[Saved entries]
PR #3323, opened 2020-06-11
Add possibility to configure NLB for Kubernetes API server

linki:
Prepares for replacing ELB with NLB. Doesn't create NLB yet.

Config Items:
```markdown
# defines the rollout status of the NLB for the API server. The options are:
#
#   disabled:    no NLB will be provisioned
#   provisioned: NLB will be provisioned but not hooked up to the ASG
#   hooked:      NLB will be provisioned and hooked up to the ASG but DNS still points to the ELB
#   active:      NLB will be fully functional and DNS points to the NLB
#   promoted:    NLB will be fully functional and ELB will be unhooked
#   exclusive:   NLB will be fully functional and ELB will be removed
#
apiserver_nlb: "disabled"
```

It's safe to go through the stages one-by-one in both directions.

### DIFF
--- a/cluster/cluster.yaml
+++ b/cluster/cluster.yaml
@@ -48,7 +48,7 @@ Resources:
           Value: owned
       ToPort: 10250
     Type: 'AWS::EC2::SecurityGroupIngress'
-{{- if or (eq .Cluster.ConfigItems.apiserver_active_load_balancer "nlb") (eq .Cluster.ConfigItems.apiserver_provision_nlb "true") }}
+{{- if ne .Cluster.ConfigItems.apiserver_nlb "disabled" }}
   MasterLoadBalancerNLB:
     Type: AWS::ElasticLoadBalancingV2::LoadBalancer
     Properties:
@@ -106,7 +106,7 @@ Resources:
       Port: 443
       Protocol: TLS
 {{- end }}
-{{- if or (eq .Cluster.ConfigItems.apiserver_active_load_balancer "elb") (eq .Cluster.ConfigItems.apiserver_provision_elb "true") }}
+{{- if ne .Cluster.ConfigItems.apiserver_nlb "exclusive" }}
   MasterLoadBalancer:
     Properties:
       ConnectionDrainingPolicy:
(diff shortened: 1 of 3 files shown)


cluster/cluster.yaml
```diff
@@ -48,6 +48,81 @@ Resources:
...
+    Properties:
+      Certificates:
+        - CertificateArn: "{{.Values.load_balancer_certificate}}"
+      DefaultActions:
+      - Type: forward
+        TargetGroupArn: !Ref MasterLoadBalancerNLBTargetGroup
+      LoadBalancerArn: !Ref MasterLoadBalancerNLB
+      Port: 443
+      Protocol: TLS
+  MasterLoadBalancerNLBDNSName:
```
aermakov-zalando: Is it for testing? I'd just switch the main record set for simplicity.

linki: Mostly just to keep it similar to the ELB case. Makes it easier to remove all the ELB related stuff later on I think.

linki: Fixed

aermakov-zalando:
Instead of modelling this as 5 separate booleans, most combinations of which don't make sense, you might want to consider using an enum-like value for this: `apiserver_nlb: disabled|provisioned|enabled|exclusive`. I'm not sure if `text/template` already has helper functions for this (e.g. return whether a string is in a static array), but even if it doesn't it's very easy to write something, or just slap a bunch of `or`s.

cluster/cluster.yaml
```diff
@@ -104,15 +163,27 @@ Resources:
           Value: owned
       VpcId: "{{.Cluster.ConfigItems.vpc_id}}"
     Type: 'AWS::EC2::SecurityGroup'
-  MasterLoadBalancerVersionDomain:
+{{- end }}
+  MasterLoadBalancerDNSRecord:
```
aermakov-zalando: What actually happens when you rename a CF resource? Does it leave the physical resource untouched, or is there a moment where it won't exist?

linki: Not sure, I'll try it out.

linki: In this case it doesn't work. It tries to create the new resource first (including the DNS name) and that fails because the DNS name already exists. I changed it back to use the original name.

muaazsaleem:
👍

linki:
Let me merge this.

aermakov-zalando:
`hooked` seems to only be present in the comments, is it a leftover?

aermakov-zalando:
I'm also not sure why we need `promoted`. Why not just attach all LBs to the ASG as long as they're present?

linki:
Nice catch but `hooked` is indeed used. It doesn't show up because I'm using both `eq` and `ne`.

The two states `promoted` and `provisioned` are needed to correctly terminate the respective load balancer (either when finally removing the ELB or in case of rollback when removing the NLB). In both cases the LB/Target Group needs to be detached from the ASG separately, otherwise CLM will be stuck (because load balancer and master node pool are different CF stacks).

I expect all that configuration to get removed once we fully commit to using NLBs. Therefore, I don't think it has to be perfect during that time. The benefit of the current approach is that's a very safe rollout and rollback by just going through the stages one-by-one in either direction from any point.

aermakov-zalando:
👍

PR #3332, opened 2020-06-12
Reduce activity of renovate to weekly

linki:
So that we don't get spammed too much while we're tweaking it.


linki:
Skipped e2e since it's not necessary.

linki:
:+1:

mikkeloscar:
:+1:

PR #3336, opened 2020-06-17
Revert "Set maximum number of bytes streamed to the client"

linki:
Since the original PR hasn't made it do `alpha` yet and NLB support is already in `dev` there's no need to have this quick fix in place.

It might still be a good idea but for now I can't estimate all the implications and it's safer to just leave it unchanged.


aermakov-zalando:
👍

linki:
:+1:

TASK STATEMENT =
Based on the records above, count the lines in which "functional" occurs and provide only the number.

RESPONSE BOX =
3